Watching or performing, absorbing or reflecting, as Dickie’s alter ego, Tom seems able to have it all. To consider rubbing any of that out how silly that notion seems now. Tom is even wooed by two wealthy, hopelessly naive people at once: heiress Meredith Logue (Cate Blanchett) thinks she loves him as Dickie, and Peter Smith-Kingsley (Jack Davenport) thinks he loves him as Tom. It’s not so much the amorality of his new existence that dazzles our non-hero, but the choices. Suddenly plentiful, they’re overwhelming.

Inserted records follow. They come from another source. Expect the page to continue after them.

PR #10002, opened 2023-12-06
Add proper version check to startup

notTamion:
removes the shitty "version check" which basically just checks if the build is more than 21 days old.
I put the new check right after the git information is printed, which is probably where it fits the nicest without having to change anything about how the PaperVersionFetcher and the methods it calls work.

Unsure if this should be merged into the Implement PaperVersionFetcher patch


lynxplay:
Given there is no inherit value in this information and administrators that want to "skip" the current "out-of-date" message can just use the property, I am closing this PR.

I see the technical usage of it, but I don't think the extra web call to either downloads/github API are useful for anyone,

PR #10006, opened 2023-12-08
Set true custom payload channel size limit

### LINKED ISSUE #10003: Channel name length restriction is too short
### Expected behavior

Channel names can be allowed to be longer than 64 characters. Plugins channels are for interop with client mods, if modded frameworks such as NeoForge or Fabric don't enforce a limit, Paper shouldn't either. 

### Observed/Actual behavior

I got this bug report about my mod unable to connect to a Paper server on a Velocity server. I was told to report this as this network channel name limit is quite odd and very short.
https://github.com/TelepathicGrunt/Bumblezone/issues/315

Log from the user: https://pastebin.com/xyM0sFfB

> org.bukkit.plugin.messaging.ChannelNameTooLongException: Attempted to send a Plugin Message to a channel that was too large. The maximum length a channel may be is 64 chars (attempted 75 - 'the_bumblezone:networking/the_bumblezone/queen_randomize_trades_sync_packet.
>         at org.bukkit.plugin.messaging.StandardMessenger.validateAndCorrectChannel(StandardMessenger.java:500) ~[paper-api-1.20.1-R0.1-SNAPSHOT.jar:?]

### Steps/models to reproduce

Use 1.20.1 Bumblezone to connect to a Velocity server running Paper.

### Plugin and Datapack List

N/A

### Paper version

N/A (user did not say but I'll bring them to this issue report)

### Other

_No response_

EpicPlayerA10:
According to [Plugin Message packet](https://wiki.vg/Protocol#Serverbound_Plugin_Message_.28play.29) the channel itself does not have a limit, but `Identifier` has a limit. If we look up here we can see that `Identifier` can hold text of length `32767` bytes. So the max possible channel size is that `32767` bytes.

I wonder why spigot left there so small channel size limit. Maybe it's because minecraft used to have a limit set on the channel name but now it doesn't. 
EDIT: Yeah it would match: https://wiki.vg/index.php?title=Plugin_channels&diff=14556&oldid=14514

Related issue: #10003

### DIFF
--- a/patches/api/0180-Set-true-custom-payload-channel-size-limit.patch
+++ b/patches/api/0180-Set-true-custom-payload-channel-size-limit.patch
@@ -3,7 +3,7 @@ From: Shane Freeder <theboyetronic@gmail.com>
 Date: Fri, 18 Oct 2019 17:39:05 +0100
 Subject: [PATCH] Set true custom payload channel size limit
 
-This fixes compatibility with some mods that are sending very long channel names. Also gives developers the ability to send logner channel names.
+This fixes compatibility with some mods that are sending very long channel names. Also gives developers the ability to send longer channel names.
 
 diff --git a/src/main/java/org/bukkit/plugin/messaging/Messenger.java b/src/main/java/org/bukkit/plugin/messaging/Messenger.java
 index 9d2c68c826f3b867d407e7f13c6394a899cc8ee8..ca6442ebe6a01a546e2f6d5c79583189ed0b0292 100644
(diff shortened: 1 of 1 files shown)


kennytv:
I'd keep the system property in case someone wants to lower it

EpicPlayerA10:
> I'd keep the system property in case someone wants to lower it for whatever reason

Alright

lynxplay (approved):
Merger pls use java.lang.Short.MAX_VALUE

Owen1212055 (approved):

PR #10725, opened 2024-05-14
Add ItemInHands API to Allay

notTamion:


patches/api/0480-Add-ItemInHands-API-to-Allay.patch
```diff
@@ -0,0 +1,32 @@
...
+     @Nullable
+     public Location getJukebox();
++
++    // Paper start - Add ItemInHands API to Allay
++    /**
++     * Sets the item the allay is currently holding.
++     *
++     * @param item the item to hold
++     */
++    void setItemInHands(@Nullable org.bukkit.inventory.ItemStack item);
```
lynxplay, line 22: I mean, `allay.getEquipment().setItemInMainHand(item);`

We can a) merge this into more entity api patch and b, probably just forward this call?
Or just not have this method in the first place, its how you'd set any other entities item in hand.

notTamion: oh welp, i opened this pr because yesterday someone on the discord was complaining they had to use nms to set the item and emily said she would open an issue (i guess she saw that method later aswell since she didn't open the issue yet) so after i couldn't find a method for it on the Inventory i just took their word for it and opened the pr lol. well ima close this then

kashike, line 22: `setItemInHand`

PR #10727, opened 2024-05-14
Add InteractionResult API

Dueris:
Exposes the InteractionResult API to Paper. Allows certain events to create "overrides" for the returned InteractionResult where the event is called. Allows plugin devs to use a more specific approach to handling the return value of the event without directly canceling it.

The enum InteractionResult in ``io.papermc.paper.world.interaction.InteractionResult`` has the following Enum Values:
- SUCCESS
- SUCCESS_NO_ITEM_USED
- CONSUME
- CONSUME_PARTIAL
- PASS
- FAIL

The override of the InteractionResult will only occur when the event isn't canceled. Getters inside the events modified return null for when no override is present.

### DIFF
--- a/patches/api/0480-InteractionResult-API.patch
+++ b/patches/api/0480-InteractionResult-API.patch
@@ -1,0 +1,249 @@
+From 0000000000000000000000000000000000000000 Mon Sep 17 00:00:00 2001
+From: Dueris <122416109+Dueris@users.noreply.github.com>
+Date: Tue, 14 May 2024 17:33:35 +0000
+Subject: [PATCH] InteractionResult API
+
+
+diff --git a/src/main/java/io/papermc/paper/world/interaction/InteractionResult.java b/src/main/java/io/papermc/paper/world/interaction/InteractionResult.java
+new file mode 100644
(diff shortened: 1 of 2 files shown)


Dueris:
I'll be fixing the paper-api test later today. Also planning on one last sweep to make sure that I got all the events I can

Dueris:
Modifying the result/return value of those methods allows to define what happens to the item and/or entity, and the client. For example:

Overriding the InteractionResult with the new API to SUCCESS would make it so the client swings its arm, instead of SUCCESS_NO_ITEM_USED which would still return a success but without swinging the arm. PASS would make it do nothing, FAIL would make it cancel whatever it's doing, etc. Its basically to add more detail to the interaction-based events. CONSUME iirc consumes the entire stack, and CONSUME_PARTIAL will only consume 1 of the item(if the stack has a higher amt value of 1).

onebeastchris:
Doesn't the Java client run these checks on its own too? Specifically, when deciding whether to swing the arm or not.. that's how the offhand functionality works, by checking the interactionresult of both hands, and seeing which of them would result in what

electronicboy:
This generally looks inherently dangerous in the long run, and fairly bad in the short term

Dueris:
I can add getters for the InteractionResults, however I've been quite busy lately so it will be a while

PR #10731, opened 2024-05-16
Fix CraftMetaBlockState for data components

### LINKED ISSUE #10697: Some items with empty attribute list receive additional data after interacting with them in the inventory
### Expected behavior

Moving an item in an inventory shouldn't change the item data

### Observed/Actual behavior

Moving a shield with attribute_modifiers:{show_in_tooltip: 0b, modifiers:[]} adds banner_patterns:[] to the item components

### Steps/models to reproduce

As requested in this bug report (https://github.com/PaperMC/Paper/issues/10686), here is the new bug report for the shield issue.

1. Give yourself a custom shield with `/give @p minecraft:shield[minecraft:attribute_modifiers={show_in_tooltip:0b,modifiers:[]}]`
2. Use `/data get entity @s SelectedItem` to confirm that the shield just has this component
3. Pick this item up with your cursor and place it in the inventory again
4. Use `/data get entity @s SelectedItem` again and notice how the shield now also has the component banner_patterns:[]

### Plugin and Datapack List

No plugins or data packs

### Paper version

This server is running Paper version git-Paper-64 (MC: 1.20.6) (Implementing API version 1.20.6-R0.1-SNAPSHOT) (Git: 6c02dbc)
Previous version: git-Paper-62 (MC: 1.20.6)

### Other

An (incomplete) list of other affected items:
shulker_box, chest: receive empty container:[] component
potion: receives empty potion_contents:{} component
bee_nest, beehive: receive block_entity_data:{id:beehive,Bukkit.MaxEntities:3},bees:[]
decorated_pot: receives pot_decorations:[brick,brick,brick,brick],container:[]

Machine-Maker:
This will go on forever...

----

Upstream's "restorePatch" function doesn't actually apply the patch which will compare the patch values to the itemtype's implicit values and not include the component if they equal. This fixes https://github.com/PaperMC/Paper/issues/10697.

---
Download the paperclip jar for this pull request: [paper-10731.zip](https://nightly.link/PaperMC/Paper/actions/artifacts/1537909977.zip)

### DIFF
--- a/patches/server/0638-Fix-upstreams-block-state-factories.patch
+++ b/patches/server/0638-Fix-upstreams-block-state-factories.patch
@@ -13,7 +13,7 @@ the material type of the block at that location.
 public net.minecraft.world.level.block.entity.BlockEntityType validBlocks
 
 diff --git a/src/main/java/net/minecraft/world/level/block/entity/BlockEntity.java b/src/main/java/net/minecraft/world/level/block/entity/BlockEntity.java
-index 6e24673a793017ee857cf75bf9a74105ce76b773..e3c5f99b3ad91a9bb454f9ab95b1ccff0bb7b34c 100644
+index 5e4cc5f54e8bf6afdab3afdf7f25c7b494e0d53b..7fa16b8a99509cc8f28b25513f0a1595219fe607 100644
 --- a/src/main/java/net/minecraft/world/level/block/entity/BlockEntity.java
 +++ b/src/main/java/net/minecraft/world/level/block/entity/BlockEntity.java
 @@ -371,7 +371,7 @@ public abstract class BlockEntity {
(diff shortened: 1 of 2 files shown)


electronicboy (approved):

Machine-Maker:
I found some more issues related to the beehive thing. the fix for that in this PR currently isn't correct and only fixes one instance of it. Fixing all of them will require more diff so am going back to draft until I get that done.

Machine-Maker:
Ok, I think this is now the most correct fix for block entities and itemmeta. Instead of storing the data in a CraftBlockEntityState which will add a bunch of extra stuff, this changes it to 2 fields for the custom data and the rest of the components that apply to the specific block entity type.

lynxplay (approved):

PR #7265, opened 2022-01-03
Fix crafting in custom inventories

Machine-Maker:
This uses some pretty absurd solutions I think to fix some existing issues with bukkit's inventory system and inventories created vis Bukkit.createInventory(). I recommend people use the HumanEntity#openSomething methods cause those are going to be pretty good, but they don't afford as much customization as the other ones.

Creating this as a draft because I haven't tested all the inventories and I'm sure others suffer from the same problem anvil, smithing tables, and enchant tables did. It's mainly non-tile-entity crafting block inventories, so I think looms, stonecutters, and grindstones are probably affected.

Fixes https://github.com/PaperMC/Paper/issues/10621

### Fixed

- [x] Enchanting
- [x] Anvil
- [x] Smithing
- [ ] Beacon
- [x] Loom
- [ ] Cartography
- [ ] Grindstone
- [x] Stonecutter

PR #10732, opened 2024-05-16
Properly handle 'result' type inventories

Machine-Maker:
Partially replaces https://github.com/PaperMC/Paper/pull/7265. That PR still has some stuff that this PR won't address.

----

While this might seem invasive, the pattern is very straightforward and easy to implement across all "result" type inventories. The worst part about it is the "mirroring" of the NonNullList that is initially created to hold the stacks. We have to use the exact same list for every Menu created so that the container is shared across multiple menus. We don't want to replace the `Container` instances on each Menu, because each `Container` instance created there has special logic specific to that menu, so instead we pass in the list of itemstacks from the created inventory. 

```[tasklist]
- [ ] Smithing
- [ ] Cartography
- [x] Stonecutter
- [ ] Anvil
- [x] Loom
- [ ] Grindstone
- [ ] Crafter
```

---
Download the paperclip jar for this pull request: [paper-10732.zip](https://nightly.link/PaperMC/Paper/actions/artifacts/2351995390.zip)

### DIFF
--- a/patches/server/1046-Properly-handle-result-type-inventories.patch
+++ b/patches/server/1046-Properly-handle-result-type-inventories.patch
@@ -1,0 +1,552 @@
+From 0000000000000000000000000000000000000000 Mon Sep 17 00:00:00 2001
+From: Jake Potrebic <jake.m.potrebic@gmail.com>
+Date: Wed, 15 May 2024 20:15:39 -0700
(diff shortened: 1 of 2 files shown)


Machine-Maker:
I think this is now obsolete. With MenuType, and creating views correctly, this shouldn't be an issue anymore.

PR #10734, opened 2024-05-16
Restore vanilla teleportation logic for non-players

Machine-Maker:
Also adds more EntityTeleportEvent calls in the correct places cause there were some missing.

----

This can probably be squashed into some other patches.

---
Download the paperclip jar for this pull request: [paper-10734.zip](https://nightly.link/PaperMC/Paper/actions/artifacts/2351976654.zip)


ShaneBeee:
I did a PR once on CraftBukkit that did a big overhaul to the teleport methods, using Minecraft's logic.
I did this because Minecraft now supports TP with passengers via the TP command.
Unfortunately a few people over there felt that my PR took away the "old behaviours" of the Bukkit that people were used to.
OH NO... how dare I 😆 

So my goal for this PR was just to fix the bug.
I'm no pro when it comes to the NMS stuff like some of you guys are, so I didnt want to take on such a huge task, I just wanted to do a simple fix.

If another PR has a greater chance of making this so much better, I'm ok with this being closed and let someone else handle it.

That said I would be nice to fix the bug for the time being.

PR #10735, opened 2024-05-16
Fixes issues in the suppress dismount cancellation patch

Machine-Maker:
The `suppressCancellation` functionality here isn't used almost anywhere, especially in teleportation despite the patch title. However it will be once the re-work of internal teleportation logic is done. This fixes an issue in that patch where the original OBFHELPER name selected for the overloads turned out to conflict with a mojang named method so the overrides where *almost* linked together in such a way to cause a StackOverflow. I don't think there was a possibility of one, but this removes all chance.

### DIFF
--- a/patches/server/0271-force-entity-dismount-during-teleportation.patch
+++ b/patches/server/0271-force-entity-dismount-during-teleportation.patch
@@ -19,18 +19,39 @@ this is going to be the best soultion all around.
 
 Improvements/suggestions welcome!
 
+diff --git a/src/main/java/net/minecraft/server/level/ServerPlayer.java b/src/main/java/net/minecraft/server/level/ServerPlayer.java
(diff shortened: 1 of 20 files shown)


patches/server/0271-force-entity-dismount-during-teleportation.patch
```diff
@@ -92,8 +126,25 @@ index 9bb2b2baecfd4cfb9dbbf7cf5c8be939f1ecc4d6..47b1a4ec278cf9762c9eb9c1448cf789
...
+ 
+     @Override
+     public void stopRiding() {
++        // Paper start - Force entity dismount during teleportation
++        this.stopRiding(false);
++    }
++    @Override
++    public void stopRiding(boolean suppressCancellation) {
++        // Paper end - Force entity dismount during teleportation
+         super.stopRiding();
```
kennytv: Shouldn't this pass the boolean?

Machine-Maker: yep

electronicboy (approved):

PR #10758, opened 2024-05-21
Allow using PluginLoader classpath API from Bukkit plugins

jpenilla:
Alternative solution to #10726

Allows using the PluginLoader API without any of the other changes imposed by switching to a `paper-plugin.yml`.

Used by setting `paper-plugin-loader` in `plugin.yml` to the class name of your [PluginLoader](https://jd.papermc.io/paper/1.20.6/io/papermc/paper/plugin/loader/PluginLoader.html).

Also allows skipping the `libraries` field by setting `paper-skip-libraries` to `true` (by default both `libraries` and jars provided by the PluginLoader are added to the classpath).


electronicboy (approved):

electronicboy:
#10726 is not inherently an issue, from what I gather, paper and spigot both inherently do not create a library loader if there is no dependencies registered, I'm not sure what the argument here is for botching internals to do something we already have API that we can expand the use case for.

frengor:
I agree with you that https://github.com/PaperMC/Paper/pull/10726 is not inherently an issue *of Paper*, however it is an issue for every user of Libby (of which I am a maintainer).

Don't get me wrong, I am in favor of this PR, my argument here it's just that this isn't an "alternative solution to https://github.com/PaperMC/Paper/pull/10726".

> I'm not sure what the argument here is for botching internals to do something we already have API that we can expand the use case for.

I'll expand more on the use cases of Libby. It's possible to use Libby to manage dependencies in *libraries which provide a shadeable version*, not just plugins (or libraries distributed as plugins like ProtocolLib). For example, in [UltimateAdvancementAPI](https://github.com/frengor/UltimateAdvancementAPI) we use Libby to download HikariCP only when MySQL is used (94% of users uses SQLite, so for them there is no need to download it). Also, Libby is used to download the correct version of [CommandAPI](https://github.com/JorelAli/CommandAPI), since not every MC version is supported by their latest release and shading all of them considerably increases the plugin size.  
UltimateAdvancementAPI can be downloaded as a plugin OR shaded. I am not aware of any way to load libraries without modifying the `plugin.yml`, but clearly I wouldn't like to require users which shade it to modify their `plugin.yml`.

frengor:
@masmc05
That would be good, however that's already possible to do using `PluginInitializerManager.instance().pluginRemapper.remapLibraries(paths)` (a method in unsafe would be better since its API, but calling the remapper is technically already possible). The part that's not currently possible is to remap reflections in loaded libraries (see https://github.com/PaperMC/Paper/pull/10726#issuecomment-2123187021).

jpenilla:
> While I see why this change is good for plugins which _only_ support Paper, I also don't think this is going to be commonly used in Bukkit plugins, since usually Bukkit plugins wants to be compatible with Spigot and `paper-plugin-loader` works only on Paper.
> 
> Also, this _doesn't solve_ #10726, since [Libby](https://github.com/AlessioDP/libby) doesn't require users to add a field to their `plugin.yml` and is supposed to work "out of the box".

You can continue to use the same hacks as always on spigot. This PR adds a supported API for configuring a Bukkit plugin's classpath on Paper. It does solve #10726 for every case that we intend to support.

kennytv (approved):

PR #10761, opened 2024-05-22
only show now-in-commands.yml for legacy files

NonSwag:
I know this is pretty unnecessary but why create new configs with old values
keeping that outdated s**t just makes future updates even messier


lynxplay:
Can probably merge this into https://github.com/PaperMC/Paper/blob/master/patches/server/0844-Don-t-enforce-icanhasbukkit-default-if-alias-block-e.patch and rename the patch to something like "Reduce bukkit configuration defaults"

PR #10770, opened 2024-05-22
Add registry-related argument types

Machine-Maker:
Will squash into brig patches before merging. Also added example usages of the 2 new arg types into the test plugin.

You run into the "unsafe cast" issue here with TypedKey, but I think its mostly unavoidable here. No way are we creating separate concrete types for each possible generic.

### DIFF
--- a/patches/api/0003-Test-changes.patch
+++ b/patches/api/0003-Test-changes.patch
@@ -66,7 +66,7 @@ index 0000000000000000000000000000000000000000..77154095cfb8b259bdb318e8ff40cb6f
 +    }
 +}
 diff --git a/src/test/java/org/bukkit/AnnotationTest.java b/src/test/java/org/bukkit/AnnotationTest.java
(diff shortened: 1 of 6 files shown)


patches/server/1046-Add-registry-related-argument-types.patch
```diff
@@ -0,0 +1,70 @@
...
++            ResourceKeyArgument.key(PaperRegistries.toNms(registryKey)),
++            nmsRegistryKey -> TypedKey.create(registryKey, CraftNamespacedKey.fromMinecraft(nmsRegistryKey.location()))
++        );
++    }
++
++    @Override
++    public <T> ArgumentType<T> resource(final RegistryKey<T> registryKey) {
++        return this.resourceRaw(registryKey);
++    }
++    @SuppressWarnings({"unchecked", "rawtypes", "UnnecessaryLocalVariable"})
```
lynxplay: Missing empty line

lynxplay (approved):

jpenilla (approved):

PR #10786, opened 2024-05-25
Make HumanEntity spawnable

PlayerSchark:


yannicklamprecht:
What's your use case?

PlayerSchark:
Mainly so that you can spawn a Human easily and use it for NPCs.
Also I think that in the abstraction way it should be spawnable now. In NMS you can't spawn a ServerPlayer wihout hack but you can spawn a Player with ClientboundAddEntityPacket. This wasn't possible in earlier versions because it required ClientboundAddPlayerPacket which differed from the usal spawning. But this packet doesn't exist anymore.

lynxplay:
Closing this as it is completely unfeasible to have an *actual* Player instance on the server that is not a ServerPlayer.
A lot of the server code expects these things to be a ServerPlayer, hacking in a player implementation like this will explode everything.

There are a lot of existing frameworks to create and manage NPCs by the community, I'd recommend using one of these instead of spawning a custom player instance like this. Not to mention how this would mess with plugins or the likes.

I hope you can understand why paper is not interested in such a change 👍 
Thank you anyway for the work.

PR #10768, opened 2024-05-22
Properly fix invalid block entities being created

Machine-Maker:
Fixes https://github.com/PaperMC/Paper/issues/10750
Replaces https://github.com/PaperMC/Paper/pull/10375 which fixed https://github.com/PaperMC/Paper/issues/10022

----

This fixes the invalid block entities, not by removing them which the original fix did. that causes data loss as evidenced by the new issue this fixes relating to loot tables disappearing. The correct fix is to not mutate the WorldGenRegion's ProtoChunks when calling `BlockGetter#getBlockEntity`. Vanilla, if calling getBlockEntity on a block which doesn't have one and has a BlockState that should have one, cretes a BlockEntity and inserts it into the map (the mutation). Then if the block is later changed, the block entity and blockstate might not match. This isn't an issue in vanilla, because getBlockEntity is only caused in very specific places, but the BLockTransformer system was making it be called for *every* block in order to create a BlockState for the API. The fix is to just get a block entity as well as a "saving callback" in order to write the block entity back to the correct map to save changes to it.

----

Some testing around on worlds being generated would be appreciated so as to ensure there isn't any new data loss issue that was created.

---
Download the paperclip jar for this pull request: [paper-10768.zip](https://nightly.link/PaperMC/Paper/actions/artifacts/1537292397.zip)

PR #10794, opened 2024-05-26
Only remove worldgen block entity on changed block

### LINKED ISSUE #10750: Underwater ruined portal chests don't spawn loot.
### Expected behavior

Ruined portal chests should have random loot inside.

### Observed/Actual behavior

When a ruined portal chest is underwater, it doesn't generate loot.

### Steps/models to reproduce

Install paper 1.20.4, generate new chunks with ruined nether portal that has an underwater chest, open chest to see it is empty.

### Plugin and Datapack List

There are 2 data pack(s) enabled: [vanilla (built-in)], [file/bukkit (world)]
Server Plugins (0):

### Paper version

This server is running Paper version git-Paper-496 (MC: 1.20.4) (Implementing API version 1.20.4-R0.1-SNAPSHOT) (Git: 7ac24a1 on ver/1.20.4)

### Other

I checked to see if this behavior was present in spigot, or because of any plugins I had. The issue was only able to be reproduced in paper and purpur. Not sure if 1.20.4 is supported anymore. I tried my best to find a similar issue thread, but I am not adept at searching issues in github.

lynxplay:
The previous PR #10375 removes block entities on setBlock calls to the WorldGen region to prevent the existence of a block entity on a block that does not support it as such.

The logic however assumed that such calls would always follow the order of:
  1. set the base blockstate
  2. create the block entity
  3. finish world gen

This is however not the case for all of world gen, specifically not for structure templates being placed under water, as these first set the block state, then configure its block entity (include the chests lootable) and finally waterlogs the chest by calling another setBlock.

To prevent this logic from deleting the original block entity, this commit now only removes the block entity found if the blockstate to be set differs from the previous one, matching LevelChunk#setBlockState.

Supersedes: #10768
Fixes: #10750


jpenilla (approved):

kennytv (commented):
obfhelpers might be nice

lynxplay:
obfhelper added.

kennytv (approved):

It’s all so extreme and strange: what’s a freshly wealthy American in Europe to do? The movie never does straighten out its own schizophrenic regard for class (snobbery is hurtful and bad, but look: Paltrow is so passionate and lovely, so perfect as she embodies Marge’s and her own privilege), or its discomfort with Tom’s sex and gender ambiguities (he’s so dapper yet ingenuous, so brutal yet femme, so icy and yet so… Matt!). Ripley is a fascinating mess, despising but also adoring the garish trappings of wealth and caste, using what would seem to be its detrimental excesses (stars, budget, hype) to its advantage. It’s as much about idealizing Hollywood, commodity culture, and itself, as it is about demonizing its protagonist. It’s about a system of production, a set of expectations, a stylized ethics that’s offensively normal. There’s no going back.